WHAT YOU WILL DO
Leaving out every line before the one with "Renamed the directories", write out the rest of the records below exactly.

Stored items

○ ○ ○

PR #1926, opened 2026-02-17
Champ: renamed directories to match order of gameplay

felixwalberg:
Renamed the directories for the combat, sequence puzzle, and stealth minigames so they follow the order of how they are played within the quest.


shadeydo (approved):
Looks good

○ ○ ○

OUTPUT OF THE EXERCISE
Renamed the directories for the combat, sequence puzzle, and stealth minigames so they follow the order of how they are played within the quest.


shadeydo (approved):
Looks good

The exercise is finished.